##### Available data
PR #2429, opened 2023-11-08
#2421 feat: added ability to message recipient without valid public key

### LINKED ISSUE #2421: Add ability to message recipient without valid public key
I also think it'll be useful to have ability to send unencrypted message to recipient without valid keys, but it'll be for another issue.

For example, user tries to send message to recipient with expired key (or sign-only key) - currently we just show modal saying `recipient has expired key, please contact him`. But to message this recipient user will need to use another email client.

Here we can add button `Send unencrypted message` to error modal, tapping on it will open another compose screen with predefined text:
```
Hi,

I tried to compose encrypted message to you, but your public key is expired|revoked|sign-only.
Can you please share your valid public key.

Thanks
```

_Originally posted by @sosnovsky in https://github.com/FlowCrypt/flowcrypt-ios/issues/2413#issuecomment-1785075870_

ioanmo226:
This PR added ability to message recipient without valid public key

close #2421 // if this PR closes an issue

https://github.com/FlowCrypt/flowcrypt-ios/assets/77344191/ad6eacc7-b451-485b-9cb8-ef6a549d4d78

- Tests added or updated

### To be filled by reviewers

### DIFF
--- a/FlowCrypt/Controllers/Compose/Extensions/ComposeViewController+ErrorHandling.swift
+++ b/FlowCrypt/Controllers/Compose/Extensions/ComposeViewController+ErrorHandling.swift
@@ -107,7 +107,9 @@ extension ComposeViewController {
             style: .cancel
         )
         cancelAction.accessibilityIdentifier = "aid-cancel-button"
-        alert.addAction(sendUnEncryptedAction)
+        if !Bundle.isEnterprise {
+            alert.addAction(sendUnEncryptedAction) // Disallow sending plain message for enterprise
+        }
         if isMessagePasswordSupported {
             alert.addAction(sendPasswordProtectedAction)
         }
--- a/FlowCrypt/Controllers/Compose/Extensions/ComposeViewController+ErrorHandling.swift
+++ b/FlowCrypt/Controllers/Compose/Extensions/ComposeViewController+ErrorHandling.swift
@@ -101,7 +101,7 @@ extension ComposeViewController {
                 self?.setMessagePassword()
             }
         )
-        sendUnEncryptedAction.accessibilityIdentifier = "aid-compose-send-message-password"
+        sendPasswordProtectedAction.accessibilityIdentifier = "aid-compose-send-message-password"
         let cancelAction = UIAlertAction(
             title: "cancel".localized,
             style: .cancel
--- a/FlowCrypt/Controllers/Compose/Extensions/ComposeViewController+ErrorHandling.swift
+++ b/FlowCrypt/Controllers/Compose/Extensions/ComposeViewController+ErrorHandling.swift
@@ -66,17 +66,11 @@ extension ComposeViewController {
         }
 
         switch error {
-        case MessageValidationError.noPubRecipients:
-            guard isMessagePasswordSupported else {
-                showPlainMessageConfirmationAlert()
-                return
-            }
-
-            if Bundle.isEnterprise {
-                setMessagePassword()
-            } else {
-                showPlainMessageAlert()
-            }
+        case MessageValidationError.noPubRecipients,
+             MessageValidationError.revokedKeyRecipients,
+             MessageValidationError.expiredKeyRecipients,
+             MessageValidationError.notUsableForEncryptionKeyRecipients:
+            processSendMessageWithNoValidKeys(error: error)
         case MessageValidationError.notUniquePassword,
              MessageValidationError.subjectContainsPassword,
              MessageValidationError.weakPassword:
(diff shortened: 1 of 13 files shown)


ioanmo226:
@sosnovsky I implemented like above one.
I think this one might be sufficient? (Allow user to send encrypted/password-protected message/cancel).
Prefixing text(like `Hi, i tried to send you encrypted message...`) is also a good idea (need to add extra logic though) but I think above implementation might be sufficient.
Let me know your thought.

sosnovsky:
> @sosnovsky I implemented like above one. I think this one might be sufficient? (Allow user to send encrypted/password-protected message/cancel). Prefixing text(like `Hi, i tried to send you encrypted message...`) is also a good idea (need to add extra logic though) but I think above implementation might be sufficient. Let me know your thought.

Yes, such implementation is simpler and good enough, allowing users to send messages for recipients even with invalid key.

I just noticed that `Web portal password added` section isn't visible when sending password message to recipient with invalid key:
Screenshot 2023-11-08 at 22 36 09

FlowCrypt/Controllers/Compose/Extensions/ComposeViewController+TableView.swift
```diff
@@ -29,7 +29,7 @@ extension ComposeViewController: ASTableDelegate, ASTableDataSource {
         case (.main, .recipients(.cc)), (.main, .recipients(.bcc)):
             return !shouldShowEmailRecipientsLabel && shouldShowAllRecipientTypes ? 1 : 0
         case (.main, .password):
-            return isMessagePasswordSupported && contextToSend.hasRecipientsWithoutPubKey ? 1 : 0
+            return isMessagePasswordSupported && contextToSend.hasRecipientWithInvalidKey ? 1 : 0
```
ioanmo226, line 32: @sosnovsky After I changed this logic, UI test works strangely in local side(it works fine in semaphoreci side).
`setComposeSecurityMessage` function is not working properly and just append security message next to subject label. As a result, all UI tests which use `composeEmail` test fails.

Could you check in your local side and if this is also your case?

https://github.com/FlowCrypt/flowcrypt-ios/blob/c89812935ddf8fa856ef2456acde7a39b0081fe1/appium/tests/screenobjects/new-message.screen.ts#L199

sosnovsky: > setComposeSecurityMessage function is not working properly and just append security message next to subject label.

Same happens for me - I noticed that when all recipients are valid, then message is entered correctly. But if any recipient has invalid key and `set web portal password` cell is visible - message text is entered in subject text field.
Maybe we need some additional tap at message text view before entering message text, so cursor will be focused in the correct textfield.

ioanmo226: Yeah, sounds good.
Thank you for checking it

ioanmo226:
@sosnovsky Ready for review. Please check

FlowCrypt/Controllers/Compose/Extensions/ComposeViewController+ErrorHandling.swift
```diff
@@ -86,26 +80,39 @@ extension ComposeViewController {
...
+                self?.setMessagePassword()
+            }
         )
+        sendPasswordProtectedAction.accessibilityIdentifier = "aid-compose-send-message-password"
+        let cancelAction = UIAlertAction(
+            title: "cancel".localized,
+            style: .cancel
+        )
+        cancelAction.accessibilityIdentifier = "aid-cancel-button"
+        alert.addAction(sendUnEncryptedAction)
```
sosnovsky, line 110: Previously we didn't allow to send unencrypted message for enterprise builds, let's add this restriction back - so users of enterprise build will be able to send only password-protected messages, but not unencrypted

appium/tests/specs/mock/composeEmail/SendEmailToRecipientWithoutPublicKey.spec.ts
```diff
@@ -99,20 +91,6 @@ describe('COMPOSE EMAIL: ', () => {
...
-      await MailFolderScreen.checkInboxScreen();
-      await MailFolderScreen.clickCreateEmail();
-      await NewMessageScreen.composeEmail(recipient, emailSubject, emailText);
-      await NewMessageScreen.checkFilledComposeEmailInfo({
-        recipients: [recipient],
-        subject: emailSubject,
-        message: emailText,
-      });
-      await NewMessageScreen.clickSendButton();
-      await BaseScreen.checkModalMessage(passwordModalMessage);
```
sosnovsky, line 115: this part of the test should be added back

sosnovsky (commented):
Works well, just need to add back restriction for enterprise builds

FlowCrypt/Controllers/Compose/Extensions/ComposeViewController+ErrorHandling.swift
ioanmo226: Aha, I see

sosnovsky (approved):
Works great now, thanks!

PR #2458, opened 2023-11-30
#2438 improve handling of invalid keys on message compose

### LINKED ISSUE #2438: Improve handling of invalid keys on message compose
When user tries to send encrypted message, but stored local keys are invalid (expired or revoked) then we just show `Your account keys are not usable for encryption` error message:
##########
##### Available data
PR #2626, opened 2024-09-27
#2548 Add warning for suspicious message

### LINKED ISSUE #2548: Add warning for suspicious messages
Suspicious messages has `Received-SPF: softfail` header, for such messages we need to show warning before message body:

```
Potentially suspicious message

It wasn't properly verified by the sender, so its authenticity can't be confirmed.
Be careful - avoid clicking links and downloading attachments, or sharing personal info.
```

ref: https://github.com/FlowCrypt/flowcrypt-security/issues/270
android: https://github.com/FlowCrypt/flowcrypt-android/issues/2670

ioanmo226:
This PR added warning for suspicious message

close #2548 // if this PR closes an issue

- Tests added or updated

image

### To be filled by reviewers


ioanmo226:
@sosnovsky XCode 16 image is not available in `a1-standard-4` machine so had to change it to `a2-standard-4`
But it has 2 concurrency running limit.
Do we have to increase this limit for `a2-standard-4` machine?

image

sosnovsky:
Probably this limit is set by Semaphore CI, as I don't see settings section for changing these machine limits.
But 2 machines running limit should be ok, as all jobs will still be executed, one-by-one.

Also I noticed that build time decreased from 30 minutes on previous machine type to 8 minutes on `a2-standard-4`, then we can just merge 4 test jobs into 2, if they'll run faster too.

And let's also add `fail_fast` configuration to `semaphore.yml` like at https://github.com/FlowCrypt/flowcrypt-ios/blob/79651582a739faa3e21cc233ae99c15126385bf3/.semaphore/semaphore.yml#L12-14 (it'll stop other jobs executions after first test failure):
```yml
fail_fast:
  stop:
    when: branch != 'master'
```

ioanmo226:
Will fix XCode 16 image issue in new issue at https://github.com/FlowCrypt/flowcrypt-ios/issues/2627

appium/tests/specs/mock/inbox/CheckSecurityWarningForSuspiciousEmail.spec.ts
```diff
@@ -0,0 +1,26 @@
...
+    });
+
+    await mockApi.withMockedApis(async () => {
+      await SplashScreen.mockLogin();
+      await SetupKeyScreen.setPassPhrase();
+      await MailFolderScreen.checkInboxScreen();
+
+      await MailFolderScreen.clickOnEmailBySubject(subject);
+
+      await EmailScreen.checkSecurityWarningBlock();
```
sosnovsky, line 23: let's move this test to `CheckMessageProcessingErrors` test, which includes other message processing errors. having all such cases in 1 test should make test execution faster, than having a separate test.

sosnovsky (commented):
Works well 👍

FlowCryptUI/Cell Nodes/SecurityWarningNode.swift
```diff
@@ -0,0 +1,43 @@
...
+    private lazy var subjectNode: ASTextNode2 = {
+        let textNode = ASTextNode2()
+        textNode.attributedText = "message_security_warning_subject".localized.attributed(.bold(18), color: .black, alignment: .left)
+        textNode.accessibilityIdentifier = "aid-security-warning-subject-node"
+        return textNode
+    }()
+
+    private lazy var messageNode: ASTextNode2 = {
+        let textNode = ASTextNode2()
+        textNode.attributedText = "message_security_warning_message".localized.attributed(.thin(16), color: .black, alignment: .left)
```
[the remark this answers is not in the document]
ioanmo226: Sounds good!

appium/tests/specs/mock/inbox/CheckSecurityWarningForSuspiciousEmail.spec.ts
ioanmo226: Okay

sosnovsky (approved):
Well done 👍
##########
##### Available data
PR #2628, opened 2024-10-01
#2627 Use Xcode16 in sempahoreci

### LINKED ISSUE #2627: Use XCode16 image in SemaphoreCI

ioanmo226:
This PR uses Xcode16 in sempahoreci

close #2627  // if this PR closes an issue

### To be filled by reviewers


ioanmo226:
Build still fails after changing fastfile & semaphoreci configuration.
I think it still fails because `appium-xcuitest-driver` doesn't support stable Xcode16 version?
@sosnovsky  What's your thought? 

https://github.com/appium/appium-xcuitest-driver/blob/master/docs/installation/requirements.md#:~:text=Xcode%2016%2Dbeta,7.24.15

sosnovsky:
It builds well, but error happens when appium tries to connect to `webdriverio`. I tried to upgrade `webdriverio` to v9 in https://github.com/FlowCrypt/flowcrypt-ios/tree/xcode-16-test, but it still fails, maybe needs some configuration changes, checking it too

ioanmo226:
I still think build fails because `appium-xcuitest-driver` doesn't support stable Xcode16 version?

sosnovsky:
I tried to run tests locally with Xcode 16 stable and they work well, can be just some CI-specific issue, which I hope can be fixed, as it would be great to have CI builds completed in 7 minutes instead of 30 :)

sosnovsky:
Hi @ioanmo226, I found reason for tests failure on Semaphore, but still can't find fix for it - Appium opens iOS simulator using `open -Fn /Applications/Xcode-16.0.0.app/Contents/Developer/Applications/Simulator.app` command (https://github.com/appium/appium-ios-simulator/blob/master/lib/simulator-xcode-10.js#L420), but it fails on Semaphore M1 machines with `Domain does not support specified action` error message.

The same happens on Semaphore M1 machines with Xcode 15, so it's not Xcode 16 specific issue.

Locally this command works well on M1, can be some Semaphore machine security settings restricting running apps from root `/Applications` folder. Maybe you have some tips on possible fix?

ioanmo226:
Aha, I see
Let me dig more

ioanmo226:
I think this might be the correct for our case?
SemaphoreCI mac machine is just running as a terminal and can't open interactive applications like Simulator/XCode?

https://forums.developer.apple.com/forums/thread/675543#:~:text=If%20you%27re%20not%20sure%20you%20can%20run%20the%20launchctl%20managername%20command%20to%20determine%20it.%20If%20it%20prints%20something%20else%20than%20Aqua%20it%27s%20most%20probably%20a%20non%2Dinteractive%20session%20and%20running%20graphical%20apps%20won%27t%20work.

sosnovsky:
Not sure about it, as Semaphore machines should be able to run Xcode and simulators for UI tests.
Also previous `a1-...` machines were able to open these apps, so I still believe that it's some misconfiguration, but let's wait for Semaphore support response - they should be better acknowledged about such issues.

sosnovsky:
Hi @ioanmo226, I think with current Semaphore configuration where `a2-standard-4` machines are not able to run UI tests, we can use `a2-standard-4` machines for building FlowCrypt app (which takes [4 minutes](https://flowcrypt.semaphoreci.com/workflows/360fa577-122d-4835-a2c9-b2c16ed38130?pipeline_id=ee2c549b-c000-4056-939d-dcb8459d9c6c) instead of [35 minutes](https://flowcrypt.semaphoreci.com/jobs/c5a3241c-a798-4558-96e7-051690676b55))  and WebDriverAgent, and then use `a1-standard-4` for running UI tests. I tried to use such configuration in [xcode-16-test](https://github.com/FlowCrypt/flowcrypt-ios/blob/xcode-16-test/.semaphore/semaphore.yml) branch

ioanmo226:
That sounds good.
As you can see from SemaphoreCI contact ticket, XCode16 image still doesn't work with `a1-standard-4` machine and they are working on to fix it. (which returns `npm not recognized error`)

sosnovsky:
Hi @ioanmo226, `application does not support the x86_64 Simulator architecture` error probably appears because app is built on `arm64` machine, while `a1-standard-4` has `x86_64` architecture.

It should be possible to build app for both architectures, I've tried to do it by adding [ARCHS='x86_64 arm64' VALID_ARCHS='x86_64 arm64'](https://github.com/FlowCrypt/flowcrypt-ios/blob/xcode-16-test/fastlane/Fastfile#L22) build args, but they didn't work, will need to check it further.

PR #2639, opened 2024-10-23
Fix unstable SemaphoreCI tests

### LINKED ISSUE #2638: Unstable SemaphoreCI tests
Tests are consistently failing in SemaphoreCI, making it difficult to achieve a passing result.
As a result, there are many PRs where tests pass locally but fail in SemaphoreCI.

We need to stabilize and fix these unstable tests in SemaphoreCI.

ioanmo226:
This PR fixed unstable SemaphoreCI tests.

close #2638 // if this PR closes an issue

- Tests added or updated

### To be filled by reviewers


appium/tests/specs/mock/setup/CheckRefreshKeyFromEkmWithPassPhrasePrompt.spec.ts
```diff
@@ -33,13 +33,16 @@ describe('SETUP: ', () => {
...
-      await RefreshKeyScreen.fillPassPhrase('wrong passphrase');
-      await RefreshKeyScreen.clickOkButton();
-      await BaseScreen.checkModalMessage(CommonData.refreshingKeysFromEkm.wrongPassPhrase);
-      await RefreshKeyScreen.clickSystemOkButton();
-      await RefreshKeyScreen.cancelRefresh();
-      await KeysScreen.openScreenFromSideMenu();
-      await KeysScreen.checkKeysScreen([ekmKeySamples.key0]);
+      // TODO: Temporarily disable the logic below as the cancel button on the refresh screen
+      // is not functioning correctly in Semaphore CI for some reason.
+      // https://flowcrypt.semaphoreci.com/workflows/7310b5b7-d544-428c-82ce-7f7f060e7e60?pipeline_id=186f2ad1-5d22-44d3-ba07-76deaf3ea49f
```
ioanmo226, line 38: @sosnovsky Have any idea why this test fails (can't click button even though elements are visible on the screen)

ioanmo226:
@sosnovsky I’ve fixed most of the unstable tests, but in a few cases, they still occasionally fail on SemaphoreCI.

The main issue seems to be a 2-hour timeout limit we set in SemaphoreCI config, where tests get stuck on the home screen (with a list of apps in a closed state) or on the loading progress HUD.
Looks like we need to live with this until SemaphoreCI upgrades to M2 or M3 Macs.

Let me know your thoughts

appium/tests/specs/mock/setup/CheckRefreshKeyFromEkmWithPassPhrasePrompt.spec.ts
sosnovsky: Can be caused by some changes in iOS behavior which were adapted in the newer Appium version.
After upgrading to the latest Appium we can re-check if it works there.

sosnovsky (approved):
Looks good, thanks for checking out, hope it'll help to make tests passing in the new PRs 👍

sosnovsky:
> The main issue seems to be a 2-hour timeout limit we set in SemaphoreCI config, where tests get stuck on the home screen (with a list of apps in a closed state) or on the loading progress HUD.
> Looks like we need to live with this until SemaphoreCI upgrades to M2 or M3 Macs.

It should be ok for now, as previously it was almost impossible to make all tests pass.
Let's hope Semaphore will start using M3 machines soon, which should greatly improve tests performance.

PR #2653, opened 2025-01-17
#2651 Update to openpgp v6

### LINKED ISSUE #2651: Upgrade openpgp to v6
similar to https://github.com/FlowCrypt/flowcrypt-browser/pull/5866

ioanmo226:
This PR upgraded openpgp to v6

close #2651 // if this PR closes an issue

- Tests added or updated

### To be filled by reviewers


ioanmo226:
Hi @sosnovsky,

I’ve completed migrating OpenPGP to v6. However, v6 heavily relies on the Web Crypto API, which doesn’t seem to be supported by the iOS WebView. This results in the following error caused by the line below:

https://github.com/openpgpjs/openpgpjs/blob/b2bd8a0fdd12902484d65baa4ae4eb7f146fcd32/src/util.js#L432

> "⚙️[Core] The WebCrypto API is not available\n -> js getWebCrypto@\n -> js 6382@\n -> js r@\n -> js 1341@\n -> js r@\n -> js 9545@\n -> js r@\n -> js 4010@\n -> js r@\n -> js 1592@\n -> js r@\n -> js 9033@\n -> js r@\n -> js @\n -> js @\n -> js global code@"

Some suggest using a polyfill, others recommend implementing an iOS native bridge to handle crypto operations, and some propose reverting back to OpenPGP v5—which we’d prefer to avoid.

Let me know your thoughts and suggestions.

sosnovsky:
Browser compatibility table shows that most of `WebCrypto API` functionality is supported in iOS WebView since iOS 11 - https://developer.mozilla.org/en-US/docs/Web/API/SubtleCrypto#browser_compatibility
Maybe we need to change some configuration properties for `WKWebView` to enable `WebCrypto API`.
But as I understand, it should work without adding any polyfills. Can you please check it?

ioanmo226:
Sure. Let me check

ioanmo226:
##########
**Task item:** Reproduce only the lines above spanning from the line containing "PR #2429, opened 2023-11-08" through the line containing "For example, user", word for word.

**Problem solution:**
PR #2429, opened 2023-11-08
#2421 feat: added ability to message recipient without valid public key

### LINKED ISSUE #2421: Add ability to message recipient without valid public key
I also think it'll be useful to have ability to send unencrypted message to recipient without valid keys, but it'll be for another issue.

For example, user tries to send message to recipient with expired key (or sign-only key) - currently we just show modal saying `recipient has expired key, please contact him`. But to message this recipient user will need to use another email client.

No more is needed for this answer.